Plenary lecture 1: impulse noise removal with polynomial interpolators
Cheng‐Hsiung Hsieh · International Conference on Signal Processing · 2010
This plenary speech presents an impulse noise removal approach which employs boundary discriminative noise detection with boundary resetting (BDNDBR) and polynomial interpolators. In the proposed approach, two stages are involved: noise detection and noise replacement. The noise detection performed by the BDNDBR is to identify a noisy pixel in an image. If a pixel is noise-free, then keep it intact. Or replace it with uncorrupted neighborhood pixels through the polynomial interpolators. Note that miss detection happens in the well-known BDND scheme when the noise density is high. The miss detection is even worse for cases with unbalanced noisy density where the portions for salt noise and pepper noise are different. To avoid the miss detection, a boundary resetting scheme is incorporated into the BDND. By this doing, the problem of miss detection in the BDND is prevented.
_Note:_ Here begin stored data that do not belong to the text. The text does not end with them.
Issue #2572, opened 2021-06-18
guide: Params, Plots and Metrics


iesahin:
The current documentation includes information on plots and metrics in the command reference for [`dvc plots`](https://dvc.org/doc/command-reference/plots) and [`dvc metrics`](https://dvc.org/doc/command-reference/metrics).  We need a ~~self-contained~~ UG page for all features regarding the plots and metrics. 

- [ ]  Extract details from https://dvc.org/doc/user-guide/project-structure/dvcyaml-files#stages
- [ ] Extract some details from [params](https://dvc.org/doc/command-reference/params) and [metrics](https://dvc.org/doc/command-reference/metrics) ref. indices. 
  See also https://github.com/iterative/dvc.org/issues/4202
- Maybe clarify the concept of *params** as well.
- ~~Keep in mind conceptual and terminology decisions in https://github.com/iterative/dvc.org/issues/2956~~

### Related

- #2472 contains a page that describes offline usage of Vega libraries
- #2402 is the issue around offline usage
- #2216 contains some information about using plots/metrics without pipelines
- #1442 is terminology issue around plots and metrics
- #1755 asks for clarification where to use DVC or Git to track the plots and metrics
- #1909 is about the capability of `metrics` and `plots` to work with any parsable file
- #1175 is also a terminology issue
- #3818
- #2644

daavoo:
Related?: https://github.com/iterative/dvc.org/issues/2644

jorgeorpinel:
From https://github.com/iterative/dvc.org/issues/2815

> We briefly cover those 3 types of files on the [`Project Structure -> Pipeline Files -> Stages` section](https://dvc.org/doc/user-guide/project-structure/pipelines-files#stages). 
However, it feels like the current info in each command reference could be moved to the user guide, potentially extending it.

jorgeorpinel:
> Explain params metafiles
> metrics and plots metafiles

Should these be tasks in https://github.com/iterative/dvc.org/issues/2911 since params, metrics and plots are mainly experiment tracking mechanisms? (Correct me if I'm wrong.)

iesahin:
Conceptually these are rather closer to experiment management. However, I think _metrics_  that's relevant to `dvc exp` commands are covered (implicitly) in `dvc exp show`. `dvc metrics` command is related to pipelines in its current usage.

I think having a separate metrics/plots guide that describes these in pipelines _and_ experiments context may be a better approach.

jorgeorpinel:
[...]

PR #3431, opened 2022-04-08
`params`: support for tracking all params in a file

skshetry:
See https://github.com/iterative/dvc/pull/7432.


content/docs/command-reference/params/index.md
```diff
@@ -43,7 +43,9 @@ to define [stage](/doc/command-reference/run) dependencies more granularly:
 changes to other parts of the params file will not affect the stage. Parameter
 dependencies also prevent situations where several stages share a regular
 dependency (e.g. a config file), and any change in it invalidates all of them
-(see `dvc status`), causing unnecessary re-executions upon `dvc repro`.
+(see `dvc status`), causing unnecessary re-executions upon `dvc repro`. However,
+you can track all the parameters in a file by setting _parameter value_ to be
+`null`.
```
skshetry, line 48: I am not quite sure on how to include this information here.

dberenbaum: I think an example either here or in the examples section below would clarify better than any explanation.

dberenbaum: It would help to show both `dvc.yaml` and how `dvc stage add` can be used.

Some rationale for it might also help, like explaining that you may want to granularly track all parameters in a file and it would be tedious to list them all and keep them updated as new parameters are added.

dberenbaum, line 48: Yeah, this is tricky. What about this?

```suggestion
you can track all the parameters in a file by specifying the value of
`params.yaml:` to be `null` or empty.
```

content/docs/user-guide/project-structure/pipelines-files.md
```diff
@@ -51,8 +51,13 @@ If it writes files or dirs, they can be defined as <abbr>outputs</abbr>
 ### Parameter dependencies
 
 [Parameters](/doc/command-reference/params) are a special type of stage
```
dberenbaum, line 53: I'm not sure we need any of the changes to this user guide page. It otherwise looks like a very brief overview of parameters, and this seems like too much detail.

jorgeorpinel:
Is there a syntax for `run/ stage add -p` to indicate the whole default params file? What about a custom one? If so those refs would need an update probably.

content/docs/command-reference/params/index.md
jorgeorpinel: No need to include this info. in this paragraph I think. This is a general explanation about parameter dependencies.

How about adding the note or even a new paragraph and sample block to https://dvc.org/doc/user-guide/project-structure/pipelines-files#parameter-dependencies instead?

Agree about updating `stage add` (as I mentioned in another comment) and on mentioning motivation when presenting this function

content/docs/user-guide/project-structure/pipelines-files.md
jorgeorpinel: Oh I see you did update the schema ref. already @skshetry 👍🏼 

@dberenbaum I do think we need to update it since the schema changed. The detail given now may be too much but we can address that...

jorgeorpinel: > the schema changed 

p.s. does https://github.com/iterative/dvcyaml-schema need an update?

content/docs/user-guide/project-structure/pipelines-files.md
```diff
@@ -51,8 +51,13 @@ If it writes files or dirs, they can be defined as <abbr>outputs</abbr>
...
-dependency. They consist of a name/value pair to find in a YAML, JSON, TOML, or
-Python parameters file (`params.yaml` by default). Example:
+dependency. They consist of a list of values, in which each value can be:
+
+1. a string which can be found in `params.yaml` file,
+2. a dictionary, with key being the file path and value being the list of
+   parameters to find in a given file to track or set to empty/`null` which will
+   track all the parameters in the file. The given file path must be a valid
+   YAML, JSON, TOML, or Python parameters file.
```
jorgeorpinel, line 60:
```suggestion
dependency. They consist of a list of params to track in one of these formats:

1. A param key/value pair that can be found in `params.yaml` (default
   params file);
2. A dictionary named by the file path to a custom params file, and with a
   list of param key/value pairs to find in it;
3. An empty set (give no value or use `null`) named by the file path to a
   params file: to track all the params in it dynamically. 
  
> Note that file paths used must be to valid YAML, JSON, TOML, or Python
> parameters file.
```
^ That last note should probably be an admonition.

content/docs/user-guide/project-structure/pipelines-files.md
daavoo: > > the schema changed
> 
> p.s. does https://github.com/iterative/dvcyaml-schema need an update?

Done in https://github.com/iterative/dvcyaml-schema/pull/12

jorgeorpinel:
- [ ] Something else to check that we cover:

> Parameter names (paths) cannot contain file extensions supported for parameter files cannot.

_From https://github.com/iterative/dvc/issues/4112#issuecomment-1096155819_

content/docs/user-guide/project-structure/pipelines-files.md
```diff
@@ -51,8 +51,17 @@ If it writes files or dirs, they can be defined as <abbr>outputs</abbr>
...
-dependency. They consist of a name/value pair to find in a YAML, JSON, TOML, or
-Python parameters file (`params.yaml` by default). Example:
+dependency. They consist of a list of params to track in one of these formats:
+
+1. A param key/value pair that can be found in `params.yaml` (default
+   params file);
+2. A dictionary named by the file path to a custom params file, and with a
+   list of param key/value pairs to find in it;
+3. An empty set (give no value or use `null`) named by the file path to a
+   params file: to track all the params in it dynamically.
```
jorgeorpinel, line 61: > The detail given now may be too much but we can address that... (from https://github.com/iterative/dvc.org/pull/3431#pullrequestreview-936901013)

Well... I ended up adding even more details here. This should at some point get extracted to a separate guide (https://github.com/iterative/dvc.org/issues/2572) but OK to keep for now, I think.

content/docs/user-guide/project-structure/pipelines-files.md
```diff
@@ -63,6 +72,9 @@ stages:
     params:
       - threshold
       - passes
+      - custom_params.yaml: # track only specified parameters
+          - epochs
+      - config.json: # track all parameters
```
jorgeorpinel, line 77:
```suggestion
      - threshold  # track specific parameter (from params.yaml)
      - passes
      - custom_params.yaml:  # track only specified parameters
          - epochs
      - config.json:  # track all parameters
```

content/docs/command-reference/params/index.md
jorgeorpinel: Will update the other refs as agreed. Deleting this for now...
```suggestion
(see `dvc status`), causing unnecessary re-executions upon `dvc repro`.
```

jorgeorpinel: I modified the sample instead (similar to the `dvc.yaml` ref.) and generalized the text in the description. See 0ef8c607

jorgeorpinel:
Trying to take this over but I still don't know the answer to https://github.com/iterative/dvc.org/pull/3431#issuecomment-1095946365 above. Will assume not for now. Cc @skshetry @dberenbaum thanks

jorgeorpinel:
Nvmd! The answer is here 😋 : https://github.com/iterative/dvc/issues/4112#issuecomment-1096865302

> it needs to be `-p params.yaml:` if passed as a command line argument

jorgeorpinel:
@skshetry PTAL

daavoo (approved):

shcheklein:
@skshetry @jorgeorpinel merging this?

jorgeorpinel:
> merging this?

Yeah I was expecting approval from @skshetry since I took this over but haven't heard back. There's approval anyway so lets merge 🚀

PR #3442, opened 2022-04-12
start: Reorganize into Trails (Candidate #1)

iesahin:
This PR splits the GS content into little pages that can be interlinked. It's planned to have 3 introduction points. (Data, Pipelines, Experiments)

PR #3050, opened 2021-11-30
Add GS:Visualization and Plots

iesahin:
This is mostly for discussion after the Notion experimentation went "we wanted the best, but it turned out like always" :)

I'll develop this as we discuss the scope of changes. 

Closes #2925 
Closes #3309

PR #3444, opened 2022-04-13
start: Reorganize into Trails (Candidate #1, Take #2)

iesahin:
Due to branching error in #3442, I renewed the PR. 

This PR updates the whole Get Started section into a "trail format" we discussed in #2496. It's an example to present the GS section into a _less scary_ way.


shcheklein (changes requested):
Let's first keep even simpler - two trails, no need to change any content (split into separate section - it looks a bit strange). We can iterate after that if needed.

jorgeorpinel:
Yeah, it was interesting to see all the small pages, but I don't think our engine is currently very conducive to using such short one-pagers -- maybe if we had a better <PREVIOUS, NEXT> navigation UI.

Also it's very hard to review the PR with so many file changes so for a quick proposal just 3 pages with the existing content in a different order would be better indeed.

I realize it will be pretty long for just 2 trails but let's try it (we can call it candidate #2) and take it from there.

p.s. there's a problem in the formatting of the [GS index page](https://dvc-org-iesahin-gs-reor-g57txx.herokuapp.com/doc/start).

jorgeorpinel:
> it's very hard to review the PR with so many file changes

I guess we can review [the deployment](https://dvc-org-iesahin-gs-reor-g57txx.herokuapp.com/doc/start). As for the order of sections (focusing on left-side nav), here's my general feedback:

- A bit too granular, some of these pages can be a single section e.g. Adding Files + Making Changes; or Storing & sharing + Retrieving; or all the `import`-related ones
- I like the more practical renaming of some of the nav titles 👍🏼 
- I'm surprised there's no overlap between trails (no repeated sections). I guess that's good?

But also, let's merge https://github.com/iterative/dvc.org/pull/3050 first!

iesahin:
Closing in favor of #3455

PR #3456, opened 2022-04-20
Try heroku deploy action

rogermparent:
I imagine this won't work since I don't think we have Heroku API keys in our repo's secrets, but let's see what happens.

[Here's the docs for the environment variables we need](https://github.com/mheap/github-action-pr-heroku-review-app#available-configuration)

In the noise replacement stage, two polynomial interpolators are adaptively selected to replace a noisy pixel according to the noise density. In the cases with higher noise density, a zero-order polynomial interpolator called adaptive nearest neighbor interpolator (ANNI) is used while a first-order polynomial interpolator called adaptive linear interpolator (ALI) is employed for the cases with lower noise density. Several examples are provided to justify the proposed BDNDBR, ANNI, and ALI. Moreover, the proposed noise removal approach is compared with other reported approaches as well.